現場でのチェックが終了すると、巡回指導員全員による所見・改善事項などが当該JAに報告される。さらにすべての倉庫巡回が終了すると、県本部は意見をとりまとめ、JAにフィードバックしている。
JAトップが県内農業倉庫を巡回指導
◆50年近い歴史をもつ「茨城県農業倉庫保管管理対策協議会」
茨城県は首都圏の重要な食料基地だが、現在、県内には294の農業倉庫と4つの連合倉庫がある。その標準収容力は22万トン強で、そのうち低温・準低温倉庫で8万4000トン強となっている。
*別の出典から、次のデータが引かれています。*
PR #238, opened 2014-02-07
make the check sum generation of sql and sqlFile changes independent of the default encoding which is different on different OS

Vampire:
If you have some non-ascii characters in your sql or sqlFile change that are checksum relevant, the generated checksum depends on the default encoding. This means you get different checksums if you run liquibase on windows (iso-8859-1) or linux (utf-8).
I even got different results on windows when running from the commandline and from within idea as idea seems to set the default charset of the VM it runs to utf-8.
With this change UTF-8 is always used to translate the characters to bytes and thus the checksum is os independent.

### DIFF
--- a/liquibase-core/src/main/java/liquibase/change/core/CreateProcedureChange.java
+++ b/liquibase-core/src/main/java/liquibase/change/core/CreateProcedureChange.java
@@ -14,6 +14,7 @@ import liquibase.util.StringUtils;
 import java.io.ByteArrayInputStream;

茨城県JAグループでは、米麦の保管施設である農業倉庫の果たす役割が重要であることから、JAの組合長を含む常勤役員の代表による「茨城県農業倉庫保管管理対策協議会」(委員長・萩原久JA全農茨城県本部運営委員会副会長)を昭和32年に設置、今日まで50年近い歴史をもち、継続的に活動してきている。JAのトップによるこうした協議会は、全国でも稀有の存在だといえる。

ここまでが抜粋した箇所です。